Secure business: The usual suspects

Disaster recovery needs to shift to focus more on everyday threats. John Kavanagh looks at how to ensure business continuity that will definitely work, at an acceptable price

Disaster recovery needs to shift to focus more on everyday threats. John Kavanagh looks at how to ensure business continuity that will definitely work, at an acceptable price

Terrorist attacks and floods may hit the headlines, but IT managers see the most likely causes of business interruption being everyday things such as software maintenance and network failure.

This finding from research by disaster recovery systems specialist SteelEye Technology – which puts terrorism, natural disasters and denial-of-service attacks bottom of the list of concerns – is backed by many experts who see a need to balance the worst nightmares against the reality of day-to-day IT and business life. Indeed, some say focusing on everyday potential incidents can actually provide better recovery from major disasters.

Business continuity plans and stand-by sites, whether owned or part of a disaster recovery service from a specialist supplier, seem to be the norm these days: 73% of organisations questioned by SteelEye Technology have plans, and 87% of those have stand-by sites.

Almost 65% have automated data replication, and 36% have automated processing switch-over. About 45% have had to activate their plan after an unexpected incident.

But beyond this traditional disaster recovery approach, thinking is changing in line with new threats, new ways of working, and new technology.

On the technology front in particular, fast communication, data compression techniques and storage area networks mean that back-up datacentres can and should be many miles away from the main centre, experts say.

Yet the survey shows that 39% of European companies have their stand-by centre in the same city. Specialists point out that in these cases big incidents could affect both the main and back-up centres; in addition, staff might not be able to get to either centre if transport was hit.

This point was underlined by John Milne, head of business continuity at the Financial Services Authority, at the recent opening of a back-up centre in Romford, Essex, by ICM Computer Group to support City companies.

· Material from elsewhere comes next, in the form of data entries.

PR #179, opened 2022-11-09
fix: enable put ota_proxy log to cloud

obi-t4:
# About this PR

This PR supports to put ota-proxy log to AWS cloud.

# ticket
https://tier4.atlassian.net/browse/T4PB-16829

# test

image


Bodong-Yang:
@obi-t4 I think this solution solve the issue correctly by also registering HTTP log handler to `ota_proxy` as `ota_proxy` runs as a separate process and the main otaclient logging module doesn't capture the logging from `ota_proxy`.

But I think the `log_util` itself needs some refactoring, as it is not needed to use global var to store the logger instance, and also we don't need to get logger from `log_util` in every module.

`logging` module itself is a self-contained module that manages all loggers created during the code running. `logging` module itself will hold a single root logger when it initialized, and we can get a sublogger belongs to root logger by `logging.getLogger("sublogger")`. All loggers will be unique and managed by logging module, which means that multiple time calling to `logging.getLogger("logger_name")` will always get the same logger instance(`logging.getLogger()` will always return the same root logger).

Basically, we only need to initializing the root logger once as follow, the following setting will be the root logger setting,
```python
import logging

logging.basicConfig(format=cfg.LOG_FORMAT)
logging.setLevel(level)
if http_logging_host := os.environ.get("HTTP_LOGGING_SERVER"):
    from otaclient.aws_iot_log_server import CustomHttpHandler

    h = CustomHttpHandler(host=http_logging_host, url=_get_ecu_id())
    fmt = logging.Formatter(fmt=cfg.LOG_FORMAT)
    h.setFormatter(fmt)
    logging.addHandler(h)
``` 

And then in each module, we can get a sublogger(with module full path as name) from root logger as follow:
```python
import logging

```

The sublogger will use the setting(include the handler setting) as root logger if no configuration is applied to the sublogger. 
For example, if we want to change the loglevel just for this sublogger, we can do the following thing:
```python
import logging

logger.setLevel(logging.DEBUG)
```
And this `setLevel` setting only applied to this sublogger. On the other hand, if we don't do `setLevel` for this sublogger, then this sublogger will follow the loglevel of root logger.

### Reference
[Advanced tutorial - python logging](https://docs.python.org/3/howto/logging.html#logging-advanced-tutorial)
[logging flow - python logging](https://docs.python.org/3/howto/logging.html#logging-flow)

obi-t4:
@Bodong-Yang PR has been updated and confirmed that it works!
for basicConfig, `force=True` seems to be required.
And for the `app` directory, we will fix `log_util.py` in the future.

Bodong-Yang:
@obi-t4 I think the current PR is OK!
In the future, in otaclient, actually we can define the logging setting logic as a function, and inject the function to the process launching entry of ota_proxy(in `ota_client_stub.OtaProxyWrapper.launch_entry`). 
By this method, we don't need to introduce duplicate code into ota_proxy code base.

I will do this right after this PR merged, moving the updated `log_setting.py` module to `otaclient.app` folder, and integrate it into otaclient and ota_proxy.

Bodong-Yang (approved):

PR #186, opened 2022-12-16
[Refine] otaproxy: make ota_cache fully async, resolving blocking

Bodong-Yang:
## Introduction
This PR follows #184 , in #184 ota_cache is switching to asyncio+async generator model, and this PR further improve the implementation, resolving blocking code in asyncio workflow, including sha256 hashing and cache_db accessing. Now sha256 hashing and cache_db accessing are wrapped into a proxy class which provides async interface to resolve blocking.

## Motivation
I have done some small scale test, and found that sha256 blocks the async workflow obviously, especailly when there are many small files. In #184 although cache writing is implemented in async, but `_hash.update()` is still being directly called, which introduces blocking in async.

## Test result
I try 2 tests in different settings as follow.
NOTE: the average download speed is hard to reach the full bandwidth because we have many small files,
but it will reach max bandwidth during downloading large file.
### Test 1(5clients, 43ms, 5ms jitter, 0.1% packet loss, 120Mbit)
1. downloaded files: 147339, ~10.4G,
2. timecost: **1865s**(average 44Mbps, 79 files/s),
3. memory usage: **126M**,
4. finished without errors.

### Test 2(5clients, 43ms, 10ms jitter, 1% packet loss, 8Mbit)
1. downloaded files: 147339, ~10.4G,
2. timecost: **12613s**(average 6.6Mbps, 12 files/s),
3. memory usage: **156M**,
4. finished without errors.

The memory usage is almost the same as in #184, and both way better than before #184. And with this PR, the performance is further better than #184 (2274s), and way better than before #184 (2313s).

### DIFF
--- a/otaclient/ota_proxy/ota_cache.py
+++ b/otaclient/ota_proxy/ota_cache.py
@@ -55,33 +55,12 @@ from .errors import (
     StorageReachHardLimit,
 )
 from .config import config as cfg
+from .utils import wait_with_backoff, AioSHA256Hasher
 
 if TYPE_CHECKING:
     import multiprocessing
 
 logger = logging.getLogger(__name__)
-
-
-def get_backoff(n: int, factor: float, _max: float) -> float:
-    return min(_max, factor * (2 ** (n - 1)))
-
-
-async def wait_with_backoff(
-    _retry_cnt: int, *, _backoff_factor: float, _backoff_max: float
-) -> bool:
-    """
-    Returns:
-        A bool indicates whether upper caller should keep retry.
-    """
-    _timeout = get_backoff(
-        _retry_cnt,
-        _backoff_factor,
-        _backoff_max,
-    )
-    if _timeout <= _backoff_max:
-        await asyncio.sleep(_timeout)
-        return True
-    return False
 
 
 _WEAKREF = TypeVar("_WEAKREF")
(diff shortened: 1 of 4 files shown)


otaclient/ota_proxy/ota_cache.py
```diff
@@ -533,16 +502,14 @@ def __init__(
...
+    async def _finalize_caching(self):
         """Commit cache entry to db and rename tmp cached file with sha256hash
         to fialize the caching."""
-        self._cache_commit_cb(self.meta)
-        # for 0 size file, register the entry to db only,
-        # but if the 0 size file doesn't exist, create one
-        if self.meta.size > 0 or not (self._base_dir / self.meta.sha256hash).is_file():
+        await self._cache_commit_cb(self.meta)
+        # if the file with the same sha256has is already presented, skip the hardlink
+        if not (self._base_dir / self.meta.sha256hash).is_file():
```
obi-t4, line 512: `self.meta.size > 0 or not` seems to be moved, intentional?

Bodong-Yang: Yes, and actually the previous one is wrong and will cause bug. 
The current one `if not (self._base_dir / self.meta.sha256hash).is_file()` is correct.

obi-t4 (approved):
LGTM

PR #188, opened 2022-12-23
[Bugfix] otaproxy: fix AsyncStopIteration errors spamming

Bodong-Yang:
## Introduction
This PR fixes otaproxy spams `cache write failed: AsyncStopIteration` logs caused by `_cache_streamer` doesn't skip empty chunk.
When HTTP chunk encoding is enabled, a empty chunk will be sent to indicate the end of chunk streaming, previously the otaproxy will not skip this empty chunk and also send it to client and the caching generator. And when multiple otaproxy chained together, multiple empty chunks will be sent to the client(one more empty chunk for passing one more otaproxy), causing the problem.

## Changes
1. _cache_streamer: skip the empty chunk

### DIFF
--- a/otaclient/ota_proxy/ota_cache.py
+++ b/otaclient/ota_proxy/ota_cache.py
@@ -144,6 +144,11 @@ class CacheTracker(Generic[_WEAKREF]):
             and not self._writer_failed.is_set()
         )
 
+    def get_cache_write_gen(self) -> AsyncGenerator[int, bytes]:
+        if not self._cache_write_gen:
+            raise ValueError("being called before provider is ready")
+        return self._cache_write_gen
+
     async def _provider_write_cache(
         self, *, storage_below_hard_limit: threading.Event
     ) -> AsyncGenerator[int, bytes]:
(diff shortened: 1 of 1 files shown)


obi-t4:
@Bodong-Yang 
Can we re-produce this `AsyncStopIteration errors` on the current main branch?

Bodong-Yang:
> @Bodong-Yang Can we re-produce this `AsyncStopIteration errors` on the current main branch?

I guess if the `upper_ota_proxy` enables the HTTP chunk streaming, then this behavior can be reproduced?

obi-t4:
@Bodong-Yang 

> I guess if the upper_ota_proxy enables the HTTP chunk streaming, then this behavior can be reproduced?

In other words, how did you debug this feature, how did you confirmed that the issue is resolved?
I'd like to make sure it on this review.

Bodong-Yang:
> @Bodong-Yang
> 
> > I guess if the upper_ota_proxy enables the HTTP chunk streaming, then this behavior can be reproduced?
> 
> In other words, how did you debug this feature, how did you confirmed that the issue is resolved? I'd like to make sure it on this review.

Ah I basically debug by reading code along with the syslog you provided to me, and I come to the solution. I will do test to confirm it, please wait for some time.

Bodong-Yang:
@obi-t4 I can reproduce the issue by chaining 3 otaproxy together, and also confirmed that this PR does fix the problem

obi-t4 (approved):
LGTM :+1:

PR #189, opened 2022-12-23
fix: log-group for ota-proxy

obi-t4:
# About this PR
This PR fixes cloudwatch log group for ota-proxy.
Current implementation stores ota-proxy log to the single `ota-proxy` log group even multiple ecu are targeted.
By this change, ota-proxy log is saved with each ecu's log-group.

current:
all ecus logs in the vehicle for ota-proxy are saved in the same `ota-proxy` log group.
image

by this change:
ota-client and ota-proxy logs are saved in the same log group.
image


Bodong-Yang (approved):
LGTM!

PR #196, opened 2023-02-01
[Refine] otaproxy: only return 500 in unhandled unexpected otaproxy internal error

Bodong-Yang:
## Introduction
Previously otaproxy will return 500 on any unsatisfied request except 4xx(currently 403 and 404) error. This behavior is not proper, and confusing the otaclient.

This PR fixes this behavior as follow:
1. return 500 on internal otaproxy error only.
2. return 502(BAD_GATEWAY) on any connection related error.
3. return 503(SERVICE_UNAVAILABLE) on any aiohttp client error except connection error.


obi-t4 (approved):
LGTM :+1:

PR #198, opened 2023-02-08
[Security] bump cryptography to 39.0.1, pyopenssl to 23.0.0

Bodong-Yang:
## Introduction
Bump cryptography to 39.0.1 and pyopenssl to 23.0.0 due to security concerns, check #197 for details. 
Also remove the deps to `jwt` package as not in use and caused the deps conflicts.

NOTE: pyopenssl version bump is required for cryptography version bump.

### DIFF
--- a/otaclient/requirements.txt
+++ b/otaclient/requirements.txt
@@ -1,6 +1,5 @@
-pyOpenSSL==20.0.1
-jwt==1.2.0
-cryptography==3.4.8
+pyOpenSSL==23.0.0
+cryptography>=39.0.1, <40.0.0
 grpcio==1.48.2
 protobuf==3.20.3
 PyYAML>=3.12


Bodong-Yang:
@obi-t4 It seems that the `jwt` package dependency is introduced a long time ago, but at the time the `requirements.txt` is created(around 20210601), the `jwt` package is not used in `ota_metadata.py` and jwt parsing is done manually without using any extra package.

obi-t4:
> So pyjwt is the correct one that should be included in requirements.txt

Let me confirm, pyjtw package is not required now since `jwt parsing is done manually`.

obi-t4 (approved):
Thanks!

Bodong-Yang:
> Let me confirm, pyjtw package is not required now since jwt parsing is done manually

@obi-t4  Yes it is true for otaclient. 
Also ota-metadat/metadata_gen.py is generating jwt manually without any extra package.

By the way, just curious but why we are generating metadata.jwt manually? When I am checking the source code history for otaclient, it seems that at first `pyjwt` is used but then manually creating is used.

obi-t4:
> why we are generating metadata.jwt manually

Generating means parsing?

> it seems that at first pyjwt is used but then manually creating is used.

I don't know!

Bodong-Yang:
> Generating means parsing?

parsing on otaclient side, and generating on ota-metadata/metadata_gen.py.

obi-t4:
> ota-metadata/metadata_gen.py.

For metadata side, I didn't know about jwt package.

PR #200, opened 2023-02-16
[Refactor] re-implement proto wrapper

Bodong-Yang:
## Introduction
A library that can be used to create pure python implemented wrapper for protobuf messages simply by type annotating without directly depending on compiled protobuf message types. 

The feature of this library are as follow:

1. **for unset/unpopulated field**, aligns the behavior of protobuf message, **wrapper will return the default value according to the field type(int, float will be 0, bool will be false, str will be empty string, enum will be the first defined value in order**, **nested message will be empty message**). 
1. supports **easily creating wrapper with type annotating only** for any generated protobuf message types , custom helper methods can be defined for each created wrappers,
1. **fully supports nested message, repeated fields and `Duration` type**,
1. **fully inter-operatable with protobuf message with `convert` and `export_pb` API,** supports converting protobuf message instance into corresponding wrapper type instance, the converted wrapper instances can be used as normal python instances,
1. simple and unified core APIs, supports exporting wrapper instance back to protobuf message instance, the exported protobuf message instance is equal(each attribute fields have the same value) to the converted one at the beginning,
1. fully type hinted and type annotated.

For more details please check `app/proto/README.md`.

## Motivation
Due to the compiled protobuf message types prohibite the direct inheritance and customizing, previously when handling incoming API request, we directly wrap the incoming protobuf message instance within a simple wrapper(origin message instance is stored in `data` attribute), and all the attribute access is pass-through to the underlaying `data` attribute, and using `typing.cast` method to pretend the wrapper is inherited from the protobuf message type.

This method has several drawbacks, including:
1. cannot handling nested and complicated message very well, 
1. still depends on the protobuf message and directly utilize the protobuf message API,
1. python protobuf is implemented as C++ extension that python runtime cannot fully control,
1. the wrapper is confusing as it exposes both protobuf API and custom helper methods,

Actually it seems that even up to protoc==3.21.12, protobuf==4.21.12, there is a potential memory leak issue in the python protobuf package, we cannot fix the problem as external C++ extension's behavior is out-of python runtime control. Also protobuf python is very complicated internally, we don't want to deal with those complexities in our application code.

To fundamentally solve the problem, this PR introduce a library that can be used to easily generate wrappers simply with type annotation. The provided base class will parse the type annotation, and create wrapper only with the typing information. 

## TODO
- [x] proto wrapper core implementation
- [x] otaclient_v2_pb2 wrapper definition update
- [x] implement test files for new wrapper
- [x] pass all test files
- [x] documentation
- [x] test on VM


Bodong-Yang:
@obi-t4 The PR is updated to cover the review comments, please have a check! Also some minor updates are made at [64e3728](https://github.com/tier4/ota-client/pull/200/commits/64e3728bf778e644c6e22470345d6fba58e4f0c5).

obi-t4 (approved):
LGTM :+1:

PR #201, opened 2023-02-28
[Fix] app.proto: fix related to container field

Bodong-Yang:
This PR fixes some bugs related to container fields.

* fix the behavior when field descriptor for container field handling default value. It should set the value with empty container wrapper instance, not plain list/dict.
* `MessageMappingContainer` now deprecates the `export_pb` and `MessageMappingContainer` should only use `export_to_pb_msg_mapping_container` to export to protobuf.
* the `_FieldBase` abc now marks `__set__` method as abstracted method, all detailed field descriptor implementations must implement the `__set__` method.

More general tests are implemented to cover most of the cases which we support.


obi-t4 (commented):
Is it possible to add test code for this fix?

Bodong-Yang:
> Is it possible to add test code for this fix?

Sure! I will add a test to test the behavior related to default behavior.

otaclient/app/proto/_common.py
```diff
@@ -232,11 +233,27 @@ def convert(
         return res
 
     def export_pb(self) -> Dict[_K, Any]:
+        warnings.warn(
```
obi-t4, line 236: @Bodong-Yang 
Is this warn required?
I think abort is enough.

Bodong-Yang: Abort, do you mean directly return?

obi-t4: No, this function is internal, and if this MessageMapContainer::export_bp is called, it is bug.
So raising exception or something should be done, if I'm undersdanding it correctly.

obi-t4 (approved):
LGTM :+1:

PR #190, opened 2023-01-13
[Refinement] increase MAX_DOWNLOAD_THREAD and DOWNLOADER_CONNPOOL_SIZE_PER_THREAD

Bodong-Yang:
# Introduction
In #183, the MAX_DOWNLOAD_THREAD is decreased from 8 to 3 due to otaproxy and otaclient seem to be not so stable under large amount of connections. 
At that time it seems that this change doesn't reduce too much performance. But it turns out this change does degrade the performance significantly(nearly double the time cost under the same environment). 
But since #186, the otaproxy becomes much more stable and efficient than before. And the local test(check the following comment for details) shows that MAX_DOWNLOAD_THREAD==3 doesn't max out the otaclient's efficiency, and change the MAX_DOWNLOAD_THREAD back to 7 does resume the performance as before #183, meanwhile doesn't increase CPU usage and Memory Usage footprint thanks to optimization over otaproxy and otaclient.
So this PR change the MAX_DOWNLOAD_THREAD of otaclient back to 7.

# Changes
1. increase `MAX_DOWNLOAD_THREAD` back to 7
2. increase `DOWNLOADER_CONNPOOL_SIZE_PER_THREAD` to 10

# Ticket
[T4PB-25078](https://tier4.atlassian.net/browse/T4PB-25078)

[T4PB-25078]: https://tier4.atlassian.net/browse/T4PB-25078?atlOrigin=eyJpIjoiNWRkNTljNzYxNjVmNDY3MDlhMDU5Y2ZhYzA5YTRkZjUiLCJwIjoiZ2l0aHViLWNvbS1KU1cifQ

PR #203, opened 2023-03-06
[Refine] downloader: improve chunk writing and decompression

Bodong-Yang:
## Introduction
This PR refines the implementation of downloader decompressing and saving data chunk.

## Test result
In my local setup, with compression enabled, the time cost of whole ota update reduce from *1088* down to *990*, considering my PC uses nvme and test is done with local prepared ota image, I think the performance in the real environment should also be improved in some extend.

## related issue report
https://tier4.atlassian.net/browse/T4PB-25078, which is handled in https://github.com/tier4/ota-client/pull/190.

### DIFF
--- a/otaclient/app/downloader.py
+++ b/otaclient/app/downloader.py
@@ -31,6 +31,7 @@ from typing import (
     ByteString,
     Callable,
     Dict,
+    Iterator,
     Optional,
     Protocol,
     Tuple,
@@ -140,9 +141,7 @@ class DecompressionAdapterProtocol(Protocol):
     """DecompressionAdapter protocol for Downloader."""
 
     @abstractmethod
-    def stream_decompressor(
-        self, src_stream: Union[IO[bytes], ByteString]
-    ) -> IO[bytes]:
+    def iter_chunk(self, src_stream: Union[IO[bytes], ByteString]) -> Iterator[bytes]:
         """Decompresses the source stream.
 
         This Method take a src_stream of compressed file and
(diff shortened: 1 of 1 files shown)


Bodong-Yang:
This PR only changes `downloader.py`, so It is possible to back-port this PR to v3.2.x.

obi-t4:
@Bodong-Yang 
This PR improves 9% on your environment and that environment is low I/O usage. So why do you think

> the improvement will be significant in real environment.

On the real environment, IO usage is higher than your environment one, and on the high IO usage environment, decompression time can be hided by the IO usage.

Bodong-Yang:
> @Bodong-Yang (This PR itself is OK) This PR improves 9% on your environment and that environment is low I/O usage. So why do you think
> 
> > the improvement will be significant in real environment.
> 
> On the real environment, IO usage is higher than your environment one, and on the high IO usage environment, decompression time can be hided by the IO usage.

My environment is I/O heavy because there is very little diff between my VM image and OTA image(the otaclient will have to download 7GB even with compression enabled, basically downloading the whole image).

But anyway that is only my guess, the test in real environment is still needed.

Bodong-Yang:
( If it is possible, we can backport this PR to v3.2.0, and prepare a image for x1 team to test.

Bodong-Yang:
@obi-t4 I remember that we have handled similar issue(https://tier4.atlassian.net/browse/T4PB-25078) for v3.2.2, and this issue also existed in v3.2.0(download thread num is too small(3), the fix(#190) is to enlarge download thread to 7), I think that is the main cause.

But anyway this PR also improves the performance, so it is better to apply it also.

obi-t4:
> I remember that we have handled similar issue(https://tier4.atlassian.net/browse/T4PB-25078) for v3.2.2, and this issue also existed in v3.2.0(download thread num is too small(3), the fix(https://github.com/tier4/ota-client/pull/190) is to enlarge download thread to 7), I think that is the main cause.

Yes, this issue has been fixed by changing number of thread to 7 #190 

> But anyway this PR also improves the performance, so it is better to apply it also.

Yes, I think so, I'm waiting your:
> the test in real environment is still needed.

PR itself is OK since this can reduce usage of memory I think.

obi-t4 (approved):
LGTM :+1:

Bodong-Yang:
The improvement is confirmed on v3.2.3!
Test setup: 
- **total_regular_files: 23637537004**
- **processed_files_download: 20703405289**

1. Without this PR, time cost is 1008 seconds
2. with this PR, time cost is 980 seconds, the memory usage is also slightly reduced(10MB less than 1)

I will merge this PR now.

PR #204, opened 2023-03-08
feat: support firmware

obi-t4:
# About this PR

This PR supports firmware updating for rqx-58g.
If firmware.yaml doesn't exit, this function does nothing.
The firmwares are located on the OTA image.

# ticket

https://tier4.atlassian.net/browse/T4PB-26551


obi-t4:
@Bodong-Yang 
This PR is currently draft since this is not confirmed yet on the actual OTA image, but the code itself is fixed.

obi-t4:
@Bodong-Yang I confirmed with https://github.com/tier4/autoware_ecu_system_setup/pull/561. I'll change this PR to ready for review.

otaclient/app/boot_control/_cboot.py
```diff
@@ -485,6 +486,13 @@ def pre_update(self, version: str, *, standby_as_ref: bool, erase_standby=False)
 
     def post_update(self):
         try:
+            # firmware update
+            firmware = Firmware(
+                self.standby_slot_mount_point
+                / Path(cfg.FIRMWARE_CONFIG).relative_to("/")
+            )
+            firmware.update(self._cboot_control.get_standby_slot() == "0")
```
Bodong-Yang, line 494: This line is kind of ambiguous, what about directly passing the slot number(0 or 1) into the update function?

otaclient/app/boot_control/firmware.py
```diff
@@ -0,0 +1,78 @@
...
+    """
+
+    def __init__(self, config_file: Path):
+        self._config_file: Path = config_file
+
+    def update(self, slot_a: bool):
+        if not self._config_file.is_file():
+            # just emit warning for backward compatibility.
+            logger.warning(f"{self._config_file} doesn't exist")
+            return
```
Bodong-Yang, line 58: I think not updating firmware is the normal case(we only update firmware when BSP version migrates), so I think in contrast we should issue warning when we are going to update firmware.

otaclient/app/boot_control/firmware.py
```diff
@@ -0,0 +1,78 @@
...
+            if len(fw["partitions"]) != 2:
+                raise ValueError(f"illegal partitions length: {len(fw['partitions'])=}")
+            self._extract_and_copy(fw, slot_a)
+
+    def _extract_and_copy(self, firmware: Dict, slot_a: bool):
+        parent = self._config_file.parent
+        dctx = zstandard.ZstdDecompressor()
+        ifile = parent / firmware["file"]
+        ofile = firmware["partitions"][0 if slot_a else 1]
+        self._copy(ifile, ofile, dctx.copy_stream)
```
Bodong-Yang, line 73: What about change the input paras to `self, firmware: Dict, slot: int`, and using the input slot number in this function.

otaclient/app/boot_control/firmware.py
```diff
@@ -0,0 +1,78 @@
...
+
+    def _copy(self, ifile: Path, ofile: Path, copy_func: Callable):
+        with open(ifile, "rb") as ifh, open(ofile, "wb") as ofh:
+            logger.info(f"{ifile=}, {ofile=}")
+            copy_func(ifh, ofh)
```
Bodong-Yang, line 78: I think the `_copy` method can be merged into `_extract_and_copy` method?

Bodong-Yang (commented):
@obi-t4 I left some comments for the current implement, please have a check, thank you!

otaclient/app/boot_control/firmware.py
obi-t4: firmware updating is used only for the cboot and only cboot calls this update function, so I think it is natural to emit warning when config(=yaml) doesn't exist.

otaclient/app/boot_control/firmware.py
obi-t4: This is for unit test purpose to mock.

otaclient/app/boot_control/_cboot.py
```diff
@@ -260,6 +262,7 @@ def switch_boot(self):
         slot = self.standby_slot
 
         logger.info(f"switch boot to {slot=}")
+        Nvbootctrl.set_active_boot_slot(slot, target="bootloader")
```
obi-t4, line 265: nvbootctrl with bootloader support

Bodong-Yang: So if we specify `nvbootctrl -t bootloader`, and select the next boot slot to slot a(0), the device will not only boots with rootfs in slot a(0), then it will also use bootloader and firmwares for slot a, is that correct?

Bodong-Yang: So if we specify `nvbootctrl -t bootloader`, and select the next boot slot to slot a(0), the device will not only boots with rootfs in slot a(0), then it will also use bootloader and firmwares for slot a, is that correct?

Bodong-Yang: So if we specify `nvbootctrl -t bootloader`, and select the next boot slot to slot a(0), the device will not only boots with rootfs in slot a(0), then it will also use bootloader and firmwares for slot a, is that correct?

obi-t4: target rootfs and bootloader seems to be independent.
target=rootfs is for rootfs, and target=bootloader is for firmware.
If we specify rootfs active slot=0 and bootloader active slot=0, both boot from slot 0.

Bodong-Yang (dismissed):
Thank you for the testing and implementing!

obi-t4:
@Bodong-Yang code has been fixed and confirmed it works properly.

Bodong-Yang (approved):

PR #446, opened 2024-12-02
fix(ota_proxy): fix background disk space usage checker not working

Bodong-Yang:
## Introduction

This PR fixes otaproxy's background disk space usage checker not working as expected due to checker thread exits early caused by raised exception, resulting in otaproxy LRU cache rotation not being triggered on soft disk space usage reached and otaproxy cache disabled on hard space usage reached.


Bodong-Yang:
Included in #447 .

PR #454, opened 2024-12-16
feat: deps: bump to use simple-sqlite3-orm v0.5.0, update the otaproxy accordingly

Bodong-Yang:
## Introduction

This PR bumps to use simple-sqlite3-orm v0.5.0 for otaproxy, and updates the otaproxy accordingly. Also missing indexes for ota_cache metadata db (previously defined before otaclient v3.7.1) are added back to otaproxy.

Other minor changes:
1. lru_cache_helper: use burst_suppressed_logger for loggings that might be flooded.

## Tests

- [x] normal OTA e2e test with VM.
- [x] fully interrupt OTA, and re-OTA again with OTA cache.
- [x] shutdown network and restart network, try several times during OTA.
- [x] test cache rotating.


src/ota_proxy/db.py
Bodong-Yang, line 1: The missing bucket_id index and last_access index are added back now.

Bodong-Yang, line 1: All the fields of cache_meta table schema are using native data types, so no need to apply validation to any of the fields.
Since in lru_cache_helper we use `table_spec_no_validation` as row_factory specifier, no need to use SkipValidation hint on each field.

PR #459, opened 2024-12-18
fix: ecu_status: should use any_child_ecu_in_update flag instead of any_in_update to avoid self-lockedown, still wait on any_child_ecu_in_update before reboot

Bodong-Yang:
## Introduction

This PR reverts the change that otaclient waits for any_requires_network instead of any_in_update. This change was introduced after otaclient v3.8.x. 
Also, a logic fix is introduced to use `any_child_ecu_in_update` instead of `any_in_update`.

`any_in_update` will be set when any ECU(including self-ECU) is in UPDATE. If otaclient waits for this flag before OTA reboot(at this point the self-ECU's OTA status is still UPDATING), it will be dead-locked by itself. 
Fix by using `any_child_ecu_in_update` instead, which aligns with the previous implementation at otaclient v3.8.x.

### DIFF
--- a/src/otaclient/ota_core.py
+++ b/src/otaclient/ota_core.py
@@ -579,11 +579,9 @@ class _OTAUpdater:
             )
         )
 
-        # NOTE: we don't need to wait for sub ECUs if sub ECUs don't
-        #       depend on otaproxy on this ECU.
         if proxy_info.enable_local_ota_proxy:
             wait_and_log(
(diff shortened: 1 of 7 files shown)


src/otaclient/ota_core.py
Bodong-Yang, line 1: Revert to the behavior of otaclient v3.8.x and before: wait for all child ECUs finish OTA update.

“Companies need to appreciate the risks inherent in having their disaster recovery centres too close – some in walking distance,” Milne said.

“In a disaster ranging from terrorism to something as straightforward as a gas leak, many locations could be affected. Companies should seek a continuity centre which is geographically separate.”

The business need for continuity preparations is certainly greater than ever, experts say.

“Today’s rigorous market conditions mean that the risk to customer confidence, brand value, market position and the financial implications of being kept from doing business for any period of time are too great to be ignored,” says Ian Bond, a consultant at Cisco Systems UK.

“In addition, there is now pressure from national and international regulators to reduce corporate risk exposure.”

Bond points out that terrorist attacks are rare, but adds that they need to be planned for nonetheless. Other threats, although out of the ordinary, also need to be considered.

“Hurricanes might be few and far between in the UK, but floods are less rare. Snow has been known to knock out power supplies and isolate urban areas; an epidemic could put an area into quarantine.

“Then there are digital threats: malware and even user error, plus denial-of-service attacks, can take servers, branches and even datacentres out of commission for indeterminate periods.”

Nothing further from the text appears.